--- Supplied data Enclosed Below ---
PR #58, opened 2025-12-23
Fix Graceful Shutdown to Prevent Validator Freeze

flyq:
### Problem

There was a low probability that running `systemctl stop/restart stateless-validator` would cause the system to freeze, eventually get killed after 60 seconds (systemd's default timeout).

**Root Cause:**
1. When using `#[tokio::main]`, the runtime would wait indefinitely for `spawn_blocking` tasks to complete during shutdown, causing the process to hang until systemd forcefully killed it with `SIGKILL`.
2. The service only handled `SIGINT` (Ctrl+C), but `systemctl stop/restart` sends `SIGTERM`. Since `SIGTERM` wasn't being caught, the application didn't initiate a graceful shutdown.

### Solution

1. **Added SIGTERM handler**: The application now properly handles both `SIGINT` and `SIGTERM` signals, ensuring `systemctl stop/restart` triggers a graceful shutdown.

2. **Manual runtime management with shutdown timeout**: Replaced `#[tokio::main]` with explicit `Runtime::new()` and `rt.shutdown_timeout(Duration::from_secs(5))`. This ensures the runtime will force-stop any lingering `spawn_blocking` tasks after 5 seconds.

### Changes

- `bin/stateless-validator/src/main.rs`: 
  - Split `main()` into sync `main()` and `async_main()`
  - Added manual tokio runtime with 1-second shutdown timeout
  - Added `SIGTERM` signal handler alongside existing `SIGINT` handler

### Testing

- Verified `systemctl stop stateless-validator` now exits cleanly within seconds
- Verified `systemctl restart stateless-validator` completes without hanging
- Confirmed database integrity is preserved after stop/restart cycles

### DIFF
--- a/bin/stateless-validator/src/main.rs
+++ b/bin/stateless-validator/src/main.rs
@@ -235,7 +235,6 @@ fn main() -> Result<()> {
 
     let rt = Runtime::new()?;
     let result = rt.block_on(async_main());
-
     // Force shutdown after 5 seconds to avoid hanging on spawn_blocking tasks
     rt.shutdown_timeout(Duration::from_secs(5));
 
@@ -333,7 +332,7 @@ async fn async_main() -> Result<()> {
     let validator_logic = chain_sync(client.clone(), validator_db.clone(), config, chain_spec);
 
     let mut sigterm = signal::unix::signal(signal::unix::SignalKind::terminate())
-        .expect("Failed to register SIGTERM handler");
+        .map_err(|e| anyhow!("[Main] Failed to register SIGTERM handler: {e}"))?;
     tokio::select! {
         res = validator_logic => res?,
         _ = signal::ctrl_c() => {
--- a/bin/stateless-validator/src/main.rs
+++ b/bin/stateless-validator/src/main.rs
@@ -14,7 +14,7 @@ use futures::future;
 use op_alloy_rpc_types::Transaction;
 use revm::{primitives::KECCAK_EMPTY, state::Bytecode};
 use salt::SaltWitness;
-use tokio::{runtime::Runtime, signal, task};
+use tokio::{signal, task};
 use tracing::{debug, error, info, warn};
 use tracing_subscriber::{EnvFilter, Layer, fmt, layer::SubscriberExt, util::SubscriberInitExt};
 use validator_core::{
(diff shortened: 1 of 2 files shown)


bin/stateless-validator/src/main.rs
```diff
@@ -322,10 +332,15 @@ async fn main() -> Result<()> {
 
     let validator_logic = chain_sync(client.clone(), validator_db.clone(), config, chain_spec);
 
+    let mut sigterm = signal::unix::signal(signal::unix::SignalKind::terminate())
+        .expect("Failed to register SIGTERM handler");
```
yilongli: `.map_err(|e| anyhow!("Failed to register SIGTERM handler: {e}"))?;`

bin/stateless-validator/src/main.rs
```diff
@@ -230,9 +230,19 @@ struct CommandLineArgs {
     metrics_port: u16,
 }
 
-#[tokio::main]
-async fn main() -> Result<()> {
+fn main() -> Result<()> {
```
yilongli, line 233: 是不是只需要保留335-343行的改动就能解决`systemctl stop`命令导致freeze的问题了

flyq: 还需要rt.shutdown_timeout，因为 freeze 主要是 spawn_blocking 导致，然后通过 `rt.shutdown_timeout(Duration::from_secs(5));` 来关闭。

这个是 shutdown_timeout 的文档：
```rust
    /// Shuts down the runtime, waiting for at most `duration` for all spawned
    /// work to stop.
    ///
    /// See the [struct level documentation](Runtime#shutdown) for more details.
    ///
    /// # Examples
    ///
    /// ```
    /// # #[cfg(not(target_family = "wasm"))]
    /// # {
    /// use tokio::runtime::Runtime;
    /// use tokio::task;
    ///
    /// use std::thread;
    /// use std::time::Duration;
    ///
    /// fn main() {
    /// #  if cfg!(miri) { return } // Miri reports error when main thread terminated without waiting all remaining threads.
    ///    let runtime = Runtime::new().unwrap();
    ///
    ///    runtime.block_on(async move {
    ///        task::spawn_blocking(move || {
    ///            thread::sleep(Duration::from_secs(10_000));
    ///        });
    ///    });
    ///
    ///    runtime.shutdown_timeout(Duration::from_millis(100));
    /// }
    /// # }
    /// ```
    pub fn shutdown_timeout(mut self, duration: Duration) {
        // Wakeup and shutdown all the worker threads
        self.handle.inner.shutdown();
        self.blocking_pool.shutdown(Some(duration));
    }
```

yilongli (approved):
--- End of Enclosed Supplied data ---
:: What you are asked to do ::
Where does the string "without" appear in the records above? Return every line that holds it.

:: Problem solution ::
- Verified `systemctl restart stateless-validator` completes without hanging
    /// #  if cfg!(miri) { return } // Miri reports error when main thread terminated without waiting all remaining threads.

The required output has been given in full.